About this task -> From the data that follows, report how many lines hold the string "newPath", giving only the number.

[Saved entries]
▬▬▬▬▬▬▬▬▬▬

PR #665, opened 2025-04-22
GAUD-7838 - Force golden mode

svanherk:
Testing if the element-different goldens are up-to-date. ~May not have to merge this.~

Ok yeah, we do need to merge this. These goldens weren't showing up as a problem in the other PR because the tests check that the element is different and fail (as expected). But we want to make sure the element is different because of the things we're testing, not because of these aliasing differences.

Will be creating a story to handle this better.


svanherk:
Ok, now going to put it back into regular mode and merge this into https://github.com/BrightspaceUI/testing/pull/663

bearfriend (approved):

PR #730, opened 2025-07-14
GAUD-8264 - Rewrite the element-different tests to not commit goldens

svanherk:
Currently, the goldens for the expected-to-fail `element-different` tests can get out of date, because they'll still properly fail so we don't notice. And when a vdiff PR is put up, that PR is wrong and we need to re-run it with a temporary change we then uncommit. This doesn't happen often and is confusing to investigate each time.

Instead of all that, we'll no longer commit the goldens for the `element-different` tests. Instead, we just grab the default golden,  copy it in before the test, confirm it fails, then remove it before the vdiff action copies the passed and failed screenshots.

The commits in here are a mess (I'll be squashing them) because of all my testing, but [here's](https://vdiff.d2l.dev/BrightspaceUI/testing/5a49398a1af29e9f0d690bdd1f1b2d07ec01ec88/2025-07-14_18-56-31/report/) what a report looks like if an `element-different` test fails (meaning the two images were actually the same, which is not expected). We wouldn't merge that PR in, but this should be obvious that something is wrong.


test/browser/element.vdiff.js
```diff
@@ -179,6 +181,7 @@ describe('element-matches', () => {
 
 });
 
+const expectFailures = true; // Easy switch to create traditional report for debugging
```
svanherk, line 184: Added this as an easy way to debug locally - flipping this value makes the tests run "normally" and all fail, resulting in a report with the diffs.

test/browser/element.vdiff.js
```diff
@@ -223,29 +232,31 @@ describe('element-different', () => {
 				fail = true;
 			}
 
-			expect(fail, 'current and golden images to be different').equal(!isGolden);
-
-			if (!isGolden) {
-				await executeServerCommand('vdiff-revert-golden-file', { testCategory: 'element-different', fileName: `${name}.png` });
-			}
+			expect(fail, 'current and golden images to be different').equal(expectFailures);
+			await executeServerCommand('vdiff-remove-test-files', { testCategory: 'element-different', fileName: `${name}.png` });
```
svanherk, line 236: We run this _after_ the `expect` so that if it fails (i.e. the images are unexpectedly the same), we don't clean up the files so a commit can happen and the report will be uploaded and use them.

svanherk:
I'm not deleting the orphaned goldens here because the next run will clean them up, but I think I want that run to be a clean test so I'll add them.

PR #740, opened 2025-07-24
Additional CSS variables for RTL.

dbatiste:
[GAUD-8448](https://desire2learn.atlassian.net/browse/GAUD-8448)

This PR adds a couple more CSS variables that are needed to address some RTL cases that CSS logical properties does not support.

[GAUD-8448]: https://desire2learn.atlassian.net/browse/GAUD-8448?atlOrigin=eyJpIjoiNWRkNTljNzYxNjVmNDY3MDlhMDU5Y2ZhYzA5YTRkZjUiLCJwIjoiZ2l0aHViLWNvbS1KU1cifQ

### DIFF
--- a/src/server/wtr-config.js
+++ b/src/server/wtr-config.js
@@ -82,16 +82,22 @@ export class WTRConfig {
 						<style>
 
 							html {
+								--d2l-cursor-resize-inline-end: e-resize;
+								--d2l-cursor-resize-inline-start: w-resize;
 								--d2l-document-direction: ltr;
 								--d2l-inline-end: right;
 								--d2l-inline-start: left;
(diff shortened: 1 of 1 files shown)


src/server/wtr-config.js
```diff
@@ -82,16 +82,22 @@ export class WTRConfig {
 						<style>
 
 							html {
+								--d2l-cursor-resize-inline-end: e-resize;
```
dbatiste, line 85: Hopefully the resize ones are obvious.

The `--d2l-length-factor` is a little more general, and can be used to invert a dimension where CSS logical properties do not apply (for example, properties of `box-shadow`).

PR #947, opened 2026-04-07
feat: add alt tests

GZolla:
[GAUD-9495](https://desire2learn.atlassian.net/browse/GAUD-9495)

Quite a big refactor but essentially this enables a `dark` option on `golden` that will add a separate test for dark.

[GAUD-9495]: https://desire2learn.atlassian.net/browse/GAUD-9495?atlOrigin=eyJpIjoiNWRkNTljNzYxNjVmNDY3MDlhMDU5Y2ZhYzA5YTRkZjUiLCJwIjoiZ2l0aHViLWNvbS1KU1cifQ

### DIFF
--- a/src/server/visual-diff-plugin.js
+++ b/src/server/visual-diff-plugin.js
@@ -20,14 +20,6 @@ const ALT_TESTS = {
 	}
 };
 
-const ERROR_MESSAGES = {
-	noGolden: 'No golden exists. Use the "--golden" CLI flag to re-run and re-generate goldens.',
-	moveFile: 'Problem moving file to "pass" directory.',
-	pixelDiff: (pixelsDiff) => `Image does not match golden. ${pixelsDiff} pixels are different.`,
-	byteDiff: 'Image diff is clean but the images do not have the same bytes.',
-	resizeDiff: (bestPixelsDiff) => `Images are not the same size. When resized, ${bestPixelsDiff} pixels are different.`
-};
-
 async function checkFileExists(fileName) {
 	try {
 		await access(fileName, constants.F_OK);
@@ -84,6 +76,45 @@ function getResizedPng(xName, yName, original, newSize) {
 	const resized = new PNG(newSize);
 	PNG.bitblt(original, resized, 0, 0, original.width, original.height, xOffsets[xName], yOffsets[yName]);
 	return resized;
+}
+
+let bestPosition = null;
+async function getBestResizePng(screenshotImage, goldenImage) {
+	const newWidth = Math.max(screenshotImage.width, goldenImage.width);
+	const newHeight = Math.max(screenshotImage.height, goldenImage.height);
+	const newSize = { width: newWidth, height: newHeight };
+
+	if (bestPosition !== null) {
+		const [y, x] = bestPosition.split('-');
+		const screenshot = getResizedPng(x, y, screenshotImage, newSize);
+		const golden = getResizedPng(x, y, goldenImage, newSize);
+		const { diff, pixelsDiff } = getPixelsDiff(screenshot, golden);
+		return { screenshot, golden, diff, pixelsDiff };
+	}
+
+	const newScreenshots = await createComparisonPNGs(screenshotImage, newSize);
+	const newGoldens = await createComparisonPNGs(goldenImage, newSize);
+
+	let bestIndex = -1;
+	let bestDiffImage = null;
+	let bestPixelsDiff = Number.MAX_SAFE_INTEGER;
+	for (let i = 0; i < newScreenshots.length; i++) {
+		const { diff, pixelsDiff } = getPixelsDiff(newScreenshots[i].png, newGoldens[i].png);
+
+		if (pixelsDiff < bestPixelsDiff) {
+			bestIndex = i;
+			bestDiffImage = diff;
+			bestPixelsDiff = pixelsDiff;
+		}
+	}
+
+	bestPosition = newScreenshots[bestIndex].position;
+	return {
+		screenshot: newScreenshots[bestIndex].png,
+		golden: newGoldens[bestIndex].png,
+		diff: bestDiffImage,
+		pixelsDiff: bestPixelsDiff
+	};
 }
 
 async function createComparisonPNGs(original, newSize) {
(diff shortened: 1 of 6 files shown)


src/server/visual-diff-plugin.js
```diff
@@ -145,10 +164,14 @@ export function visualDiff({ updateGoldens = false, runSubset = false } = {}) {
...
 			const testPath = dirname(session.testFile).replace(rootDir, '');
 			const newPath = join(rootDir, PATHS.VDIFF_ROOT, testPath, dir);
-			const goldenFileName = `${join(newPath, PATHS.GOLDEN, browser, newName)}.png`;
-			const passFileName = `${join(newPath, PATHS.PASS, browser, newName)}.png`;
+			const goldenFile = join(newPath, PATHS.GOLDEN, browser, newName);
+			const passFile = join(newPath, PATHS.PASS, browser, newName);
 			const screenshotFile = join(newPath, PATHS.FAIL, browser, newName);
-			const screenshotFileName = `${screenshotFile}.png`;
+			function getFileName(base, alt = 'default') {
+				return `${base}${alt === 'default' ? '' : `-${alt}`}.png`;
```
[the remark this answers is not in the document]
dbatiste: The naming is really inconsistent in the core components. In some cases we prefix, in other cases we suffix. In the dark mode tests so far, I've been trying to be consistent within the given test file, knowing that tests will likely eventually be reorganized, with some names changing.

src/server/visual-diff-plugin.js
```diff
@@ -244,17 +280,45 @@ export function visualDiff({ updateGoldens = false, runSubset = false } = {}) {
 									byteSize: screenshotSize
 								},
 								pixelsDiff
-							});
-							return { pass: false, message: 'Image diff is clean but the images do not have the same bytes.' };
+							}, alt);
+							return { pass: false, message: ERROR_MESSAGES.byteDiff };
 						}
 					} else {
 						return { resizeRequired: true };
```
svanherk: Any more thoughts on my comment [here](https://github.com/BrightspaceUI/testing/pull/939#discussion_r3018676838)? I do think it'd make this a bit cleaner - all the resize command code would move in here, and then you don't need to do special handling and re-setting variables and such. But it's not necessarily risk-free.

src/server/visual-diff-plugin.js
```diff
@@ -210,19 +242,23 @@ export function visualDiff({ updateGoldens = false, runSubset = false } = {}) {
 							path: goldenFileName.substring(rootLength),
 							width: goldenImage.width
 						}
-					});
+					}, alt);
+
+					if (resizeRequired) {
+						return { resizeRequired: true }; // If any test requires a resize, assume alt tests will too
```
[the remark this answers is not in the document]
GZolla: Now it does! The refactor solved more than one issue, now it only runs resize logic if it actually needs to resize, with the best position being remembered if any test resized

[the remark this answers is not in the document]
svanherk: Awesome! 🎉

src/server/visual-diff-plugin.js
```diff
@@ -261,7 +292,7 @@ export function visualDiff({ updateGoldens = false, runSubset = false } = {}) {
 						infoManager.set({
 							diff: `${screenshotFile.substring(rootLength)}-diff.png`,
```
svanherk: Does this look like `button-primary.dark-diff.png`? Or like `button-primary-diff.png`? If it's the first, that looks a little weird. If it's the second, I think we need to add the `alt` in here as well.

src/server/visual-diff-plugin.js
```diff
@@ -261,7 +292,7 @@ export function visualDiff({ updateGoldens = false, runSubset = false } = {}) {
...
 							pixelsDiff
-						});
+						}, alt);
 						await writeFile(`${screenshotFile}-diff.png`, PNG.sync.write(diff));
```
svanherk: Similar question here, what do the diff file names look like?

src/server/visual-diff-plugin.js
```diff
@@ -273,30 +304,47 @@ export function visualDiff({ updateGoldens = false, runSubset = false } = {}) {
...
 					}
 				} else {
 					const { screenshot, golden, diff, pixelsDiff } = await getBestResizePng(screenshotImage, goldenImage);
 
-					await writeFile(`${screenshotFile}-resized-screenshot.png`, PNG.sync.write(screenshot.png));
-					await writeFile(`${screenshotFile}-resized-golden.png`, PNG.sync.write(golden.png));
-					await writeFile(`${screenshotFile}-diff.png`, PNG.sync.write(diff));
+					const screenshotResizedPath = getFileName(`${screenshotFile}-resized`, alt);
+					const goldenResizedPath = getFileName(`${goldenFile}-resized`, alt);
+					const diffPath = getFileName(`${screenshotFile}-diff`, alt);
```
svanherk: These seem correct, so I think it's just the "same size" path above that needs to be updated to match.

src/server/visual-diff-plugin.js
```diff
@@ -273,30 +304,47 @@ export function visualDiff({ updateGoldens = false, runSubset = false } = {}) {
...
 						return { pass: false, message: 'Image diff is clean but the images do not have the same bytes.' };
 					}
 				} else {
 					const { screenshot, golden, diff, pixelsDiff } = await getBestResizePng(screenshotImage, goldenImage);
 
-					await writeFile(`${screenshotFile}-resized-screenshot.png`, PNG.sync.write(screenshot.png));
-					await writeFile(`${screenshotFile}-resized-golden.png`, PNG.sync.write(golden.png));
-					await writeFile(`${screenshotFile}-diff.png`, PNG.sync.write(diff));
+					const screenshotResizedPath = getFileName(`${screenshotFile}-resized`, alt);
+					const goldenResizedPath = getFileName(`${goldenFile}-resized`, alt);
```
svanherk: Actually, I think these two are slightly off. We want them both in the failed folder, identifying what type they are. Something like:
```suggestion
					const screenshotResizedPath = getFileName(`${screenshotFile}-screenshot-resized`, alt);
					const goldenResizedPath = getFileName(`${screenshotFile}-golden-resized`, alt);
```
if we want to match the old names (while including the new `.<alt>.png` piece).

src/server/visual-diff-reporter.js
```diff
@@ -85,39 +85,43 @@ function flattenResults(session, browserData, fileData) {
...
+				}
+				const testData = fileData.tests.get(testName);
+				const bytediff = !t.passed && info?.diff === undefined && info?.pixelsDiff === 0;
+				if (!t.passed) {
+					if (bytediff) {
+						browserData.numByteDiff++;
+						testData.numByteDiff++;
+					}
+					browserData.numFailed++;
+					testData.numFailed++;
```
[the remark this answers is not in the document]
svanherk: Chatted offline - we're good to leave this for now and we can rethink/revisit with the report redesign. You can still get the actual "test number" in the logs.

svanherk (approved):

▬▬▬▬▬▬▬▬▬▬

Response -> 6